Me confieso muy refranero y a menudo utilizo expresiones populares, así que titular esta entrada para la sesión matutina de mi vigésimo segundo día de Festival De la noche al día no se refiere a la que dice ‘La noche para pensar y el día para obrar ni tampoco que ‘De noche todos los gatos son pardos (pues en La Alhambra los hay variados), sino a la frase hecha para expresar lo diametralmente opuesto más el propio lapso por el contraste vivido ayer de La Consagración de Dutoit con los suizos ayer y esta matinal del Liber-Quartet.

Liber-Quartet son:

Carlos Apellániz, piano – Alberto Rosado, piano – Javier Eguillor, timbales – Raúl Benavent, percusión

En la Web de este evento nos lo describe muy bien titulando «El corazón de la música»:

«Si el latido del corazón marca la vida, el pulso de los hombres, el ritmo es el latido de la música, y la percusión su forma de expresión más natural.
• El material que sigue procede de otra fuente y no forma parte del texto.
PR #429, opened 2024-03-06
SC-103: Complete all testing for the FundingManager

Zitzak:
## What has been done?
- Completed all the testing
- Moved function from implementation into base contracts
- Added functions to base contract
- Made all functions virtual in base contracts

## Implements
- https://linear.app/inverter/issue/SC-103/complete-all-testing-for-the-funding-manager

### DIFF
--- a/src/modules/fundingManager/bondingCurveFundingManager/ToposBondingCurveFundingManager.sol
+++ b/src/modules/fundingManager/bondingCurveFundingManager/ToposBondingCurveFundingManager.sol
@@ -84,7 +84,7 @@ contract ToposBondingCurveFundingManager is
     IToposFormula public formula;
     /// @notice Repayable amount collateral which can be pulled from the contract by the liquidity pool
     uint public repayableAmount;
-    /// @dev The current seize percentage expresses in BPS
+    /// @dev The current seize percentage expressed in BPS
     uint64 public currentSeize;
     /// @dev Address of the liquidity pool who has access to the collateral held by the funding manager
     /// through the Repayer functionality
@@ -136,7 +136,7 @@ contract ToposBondingCurveFundingManager is
         formula = IToposFormula(bondingCurveProperties.formula);
         // Set capital required
         _setCapitalRequired(bondingCurveProperties.capitalRequired);
-        // Set current seize to MAX_SEIZE
+        // Set currentSeize
         _setSeize(bondingCurveProperties.seize);
         // Set base price multiplier
         _setBaseMultiplier(bondingCurveProperties.basePriceMultiplier);
--- a/src/modules/fundingManager/bondingCurveFundingManager/ToposBondingCurveFundingManager.sol
+++ b/src/modules/fundingManager/bondingCurveFundingManager/ToposBondingCurveFundingManager.sol
@@ -308,6 +308,7 @@ contract ToposBondingCurveFundingManager is
         __Module_orchestrator.fundingManager().token().safeTransfer(
             _to, _amount
         );
+        emit RepaymentTransfer(_to, _amount);
     }
 
     //--------------------------------------------------------------------------
@@ -508,9 +509,13 @@ contract ToposBondingCurveFundingManager is
 
     /// @dev Precomputes and sets the price multiplier to capital ratio
     function _updateVariables() internal {
-        basePriceToCapitalRatio = _calculateBasePriceToCapitalRatio(
+        uint newBasePriceToCapitalRatio = _calculateBasePriceToCapitalRatio(
             capitalRequired, basePriceMultiplier
         );
+        emit BasePriceToCapitalRatioChanged(
+            basePriceToCapitalRatio, newBasePriceToCapitalRatio
+        );
+        basePriceToCapitalRatio = newBasePriceToCapitalRatio;
     }
 
     /// @dev Internal function which calculates the price multiplier to capital ratio
--- a/src/modules/fundingManager/bondingCurveFundingManager/ToposBondingCurveFundingManager.sol
+++ b/src/modules/fundingManager/bondingCurveFundingManager/ToposBondingCurveFundingManager.sol
@@ -138,7 +138,7 @@ contract ToposBondingCurveFundingManager is
         _setCapitalRequired(bondingCurveProperties.capitalRequired);
         // Set current seize to MAX_SEIZE
         _setSeize(bondingCurveProperties.seize);
-        // Set initial
+        // Set base price multiplier
         _setBaseMultiplier(bondingCurveProperties.basePriceMultiplier);
         // Set sell fee to Max fee at initiation
         _setSellFee(bondingCurveProperties.sellFee);
@@ -457,6 +457,7 @@ contract ToposBondingCurveFundingManager is
         if (_seize > MAX_SEIZE) {
             revert ToposBondingCurveFundingManager__InvalidSeize(_seize);
         }
+        emit SeizeChanged(currentSeize, _seize);
         currentSeize = _seize;
     }
 
--- a/src/modules/fundingManager/bondingCurveFundingManager/ToposBondingCurveFundingManager.sol
+++ b/src/modules/fundingManager/bondingCurveFundingManager/ToposBondingCurveFundingManager.sol
@@ -67,12 +67,14 @@ contract ToposBondingCurveFundingManager is
     uint public constant MIN_RESERVE = 1 ether;
     /// @dev Max seizable amount is 1% expressed in BPS
     uint64 public constant MAX_SEIZE = 100;
-    /// @dev Max fee for selling is TODO: See Qs, expressed in BPS
-    uint64 public constant MAX_SELL_FEE = 100; // BPS, 2.5%
+    /// @dev Max fee for selling is 1% expressed in BPS
+    uint64 public constant MAX_SELL_FEE = 100;
     /// @dev Time interval between seizes
     uint64 public constant SEIZE_DELAY = 7 days;
 
+    /// @dev Role associated with the managing of the bonding curve values
     bytes32 public constant RISK_MANAGER_ROLE = "RISK_MANAGER";
+    /// @dev Role associated with the managing of setting withdraw addresses and setting the fee
     bytes32 public constant COVER_MANAGER_ROLE = "COVER_MANAGER";
 
     //--------------------------------------------------------------------------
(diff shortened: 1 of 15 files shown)


test/modules/fundingManager/bondingCurveFundingManager/ToposBondingCurveFundingManager.t.sol
```diff
@@ -127,10 +183,1571 @@ contract ToposBondingCurveFundingManagerTest is ModuleTest {
...
+            _depositAmount,
+            bondingCurveFundingManager.call_getCapitalAvailable(),
+            bondingCurveFundingManager.basePriceToCapitalRatio()
+        );
+        // Get return value
+        uint functionReturnValue = bondingCurveFundingManager
+            .call_redeemTokensFormulaWrapper(_depositAmount);
+
+        // Because of precision loss, the assert is done to be in range of 0.0000000001% of each other
+        assertApproxEqRel(functionReturnValue, redeemAmount, 0.0000000001e18);
```
Zitzak, line 1289: @marvinkruse I could not get both values equal, which seemed odd to me, as the precision loss should be the same if there is any. Would you know why? The diff is very minimal which I resolved in the testing like this

src/modules/fundingManager/bondingCurveFundingManager/ToposBondingCurveFundingManager.sol
```diff
@@ -132,13 +134,21 @@ contract ToposBondingCurveFundingManager is
         liquidityPool = ILiquidityPool(_liquidityPool);
         // Set formula contract
         formula = IToposFormula(bondingCurveProperties.formula);
+        // Set capital required
         _setCapitalRequired(bondingCurveProperties.capitalRequired);
+        // Set current seize to MAX_SEIZE
+        _setSeize(bondingCurveProperties.seize);
+        // Set initial
```
marvinkruse: Should this say `/// Set initial base price multiplier` or is this intentional?

src/modules/fundingManager/bondingCurveFundingManager/ToposBondingCurveFundingManager.sol
```diff
@@ -132,13 +134,21 @@ contract ToposBondingCurveFundingManager is
...
+        _setBaseMultiplier(bondingCurveProperties.basePriceMultiplier);
         // Set sell fee to Max fee at initiation
-        _setSellFee(MAX_SELL_FEE);
+        _setSellFee(bondingCurveProperties.sellFee);
+        // Set buying functionality to open if true. By default buying is false
+        if (bondingCurveProperties.buyIsOpen == true) _openBuy();
+        // Set selling functionality to open if true. By default selling is false
+        if (bondingCurveProperties.sellIsOpen == true) _openSell();
```
marvinkruse, line 148: Just caught my eye that you're using `bondingCurveProperties.buyIsOpen == true` instead of just `bondingCurveProperties.buyIsOpen` which does the same. Do you just do this for simplicity in terms of reading? Was just curious as I think the Bonding Curve contracts are the only ones that do this afaik. Not important and doesn't necessarily need a change, just out of curiosity. It compiles to the same code at least so no difference functionally.

src/modules/fundingManager/bondingCurveFundingManager/ToposBondingCurveFundingManager.sol
```diff
@@ -457,12 +452,22 @@ contract ToposBondingCurveFundingManager is
     //--------------------------------------------------------------------------
     // Internal Functions
 
+    /// @dev Set the current seize state, which defines the percentage of seizable amount
+    function _setSeize(uint64 _seize) internal {
+        if (_seize > MAX_SEIZE) {
+            revert ToposBondingCurveFundingManager__InvalidSeize(_seize);
+        }
+        currentSeize = _seize;
+    }
```
marvinkruse: Do we want an event for updating the `currentSeize`? Just thinking in terms of our goal that we would ideally like to be able to rebuild the entire onchains state from events for potential indexing solutions.

marvinkruse: There is one for example for `CapitalRequiredChanged`, maybe it's more consistent to have one here as well there?

marvinkruse (changes requested):
No things on the logic front that I found, all looking solid. Just some minor things again.

test/modules/fundingManager/bondingCurveFundingManager/ToposBondingCurveFundingManager.t.sol
marvinkruse: Hm.. weird indeed, I expected it to be the same as well. DId you check what the difference is when it appears? Is it just 1 wei or anything bigger than that? Then at least it might be apparent that it's a clear precision loss from the division in for example the `basePriceToCapitalRatio`. But not sure why it would lead to different results, both is done in Solidity with the same values. Or is the order in which these calcs happen different?

I will check again in the morning after a coffee, maybe I see it then..  In any case, the solution you have here is good enough for me 😁

Zitzak: So the difference was not a constant but changed with the fuzzing, and as I tried to define the allowed delta. So the value I now came up with works, but it's indeed weird because basically the same function with the same values get called

src/modules/fundingManager/bondingCurveFundingManager/ToposBondingCurveFundingManager.sol
Zitzak: You're right, did not finish the sentence. Will update

src/modules/fundingManager/bondingCurveFundingManager/ToposBondingCurveFundingManager.sol
Zitzak: Yeah I tend to do this for clarity. I do always try to opt for readability as you've prob have seen in the tests as well :))

However a question back to you would be if there are any negative gas associations to this, in which case I would def change it

src/modules/fundingManager/bondingCurveFundingManager/ToposBondingCurveFundingManager.sol
Zitzak: You're right, makes sense. It wasn't in the original contracts weirdly enough so overlooked it

Zitzak: Quick question in regard to "being able to rebuild the on-chain state for indexing". The collateral fee collected value is internal and no event emit reflects this state. My thought process was that it shouldn't be easily retrievable for everyone how much fee has been collected. However this would be one value that is not rebuildable through emits in this way.

Zitzak:
Added 2 more events emits within the implementation contract, based on your comment about being able to get the on-chain state for indexing @marvinkruse

src/modules/fundingManager/bondingCurveFundingManager/ToposBondingCurveFundingManager.sol
marvinkruse: Thank you! If I wanna be in turbo-pedantic mode I would say that it should say "expressed" instead of "expresses", but you can also ignore this :D Thanks for changing the sentence!

src/modules/fundingManager/bondingCurveFundingManager/ToposBondingCurveFundingManager.sol
marvinkruse: No gas implications, as it both compiles to the assembly code, so all good. Ideally, I'd love to have the codebase be consistent, which it currently isn't, but let's just keep this like it is and discuss this at a different time with the rest briefly to decide on a general level, I'd say.

src/modules/fundingManager/bondingCurveFundingManager/ToposBondingCurveFundingManager.sol
marvinkruse: Hm.. good question. I think we don't need an event for changes to `tradeFeeCollected`, seems a bit overkill for me to have one if I think about it.

As it is exposed via `getCollateralTradeFeeCollected()` in `BondingCurveFundingManagerBase `, it is not hidden though, not sure whether you meant that? In the end, an indexer can still track it as it's publically exposed via a this getter function, so we can make use of it in a potential dashboard to track fees etc. (which we probably want at some point). Users are also able to see the value easily - which to me is not a problem, I wouldn't hide it (just not rub it in their face via an event 😁)

Would you agree?

test/modules/fundingManager/bondingCurveFundingManager/ToposBondingCurveFundingManager.t.sol
marvinkruse: Hm.. weird indeed. I don't think this should block the PR though, even if I'd like to understand this eventually. Let's go with the solution you have here and maybe either get the auditors to verify this or revisit this on our own down the road (before we deploy to mainnet).

src/modules/fundingManager/bondingCurveFundingManager/ToposBondingCurveFundingManager.sol
```diff
@@ -132,13 +134,21 @@ contract ToposBondingCurveFundingManager is
         liquidityPool = ILiquidityPool(_liquidityPool);
         // Set formula contract
         formula = IToposFormula(bondingCurveProperties.formula);
+        // Set capital required
         _setCapitalRequired(bondingCurveProperties.capitalRequired);
+        // Set current seize to MAX_SEIZE
```
marvinkruse: Isn't this set to `bondingCurveProperties.seize` instead of `MAX_SEIZE`?

src/modules/fundingManager/bondingCurveFundingManager/ToposBondingCurveFundingManager.sol
Zitzak: So the `getCollateralTradeFeeCollected()` function has the `onlyOrchestratorOwner` modifier, which would inhibit it from being publicly available.

However reading your comment and seeing that you don't see an issue with users seeing the value, would it then make sense to just remove the getter function and make the `tradeFeeCollected` public, maybe also renaming it so it reflects that collateral fee is collected here?

src/modules/fundingManager/bondingCurveFundingManager/ToposBondingCurveFundingManager.sol
Zitzak: You're right. This is still an old comment. Changed it

src/modules/fundingManager/bondingCurveFundingManager/ToposBondingCurveFundingManager.sol
marvinkruse: Oh, I missed that modifier indeed, good point! I think making the variable itself public is fine, also agree on the renaming. 👍

marvinkruse:
I believe the only thing missing is the change to `tradeFeeCollected` (making it public and renaming?) and then potentially removing the `getCollateralTradeFeeCollected()` function, right? 
At least everything else looks good to me, so once that's there we're good to go from my side!

marvinkruse (approved):
great stuff!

A ahondar en ese latido lleva más de una década dedicado el conjunto Liber-Quartet, que forman dos pianistas y dos percusionistas bien conocidos de la música valenciana. Conviene recordar que el piano es en realidad otro instrumento de percusión, así que como cuarteto de percusión se presentan en Granada para un programa formidable: la Sonata que Bartók escribió en los últimos años de su vida puede casi considerarse un cuarteto en la línea de los que dedicó a la cuerda, ciclo esencial del género. Después, el Liber aporta repertorio, al ampliar la versión que el propio Stravinsky hizo para dos pianos de su Consagración de la primavera, obra clave en la modernidad musical del pasado siglo».

Los cuatro músicos valencianos, cada uno de ellos unos solistas increíbles, afrontaron este programa doble de forma espectacular pues también verles en acción es todo un espectáculo, con dos pianos verdaderamente sinfónicos junto a dos percusionistas que dominan sus sets con precisión, gusto y llevando el peso rítmico aunque en este cuarteto » funcionan como verdadera unidad digna de los de cuerda.

Las notas al programa del gran Martín LladeRenacer y rito, desmenuza las dos obras que fueron impresionantes por todo: entendimiento, entrega, vitalidad, dominio… más la acústica del auditorio granadino que es especial, con una buenísima entrada donde alegra ver a público joven además de los incondicionales, de nuevo como si fuesen escritas tras el concierto, pues podría decir que se ciñen «al pie de la letra»:

«Se ha dicho del compositor húngaro Béla Bartók, especialmente a partir de sus conciertos para piano, que empleaba el piano como si de un instrumento de percusión se tratara. Pues, bien la idea de confrontar el teclado con la percusión le preocupaba de manera especial, pues para él, el primero no compensaba del todo la «hiriente» sonoridad de la segunda. Pero halló un modo de encontrar una suerte de equilibro entre ambas mediante la introducción de un segundo piano. Un encargo de la Sociedad Internacional para la Nueva Música de Basilea con motivo de sus diez años de existencia le dio pie a la escritura de la Sonata para dos pianos y percusión.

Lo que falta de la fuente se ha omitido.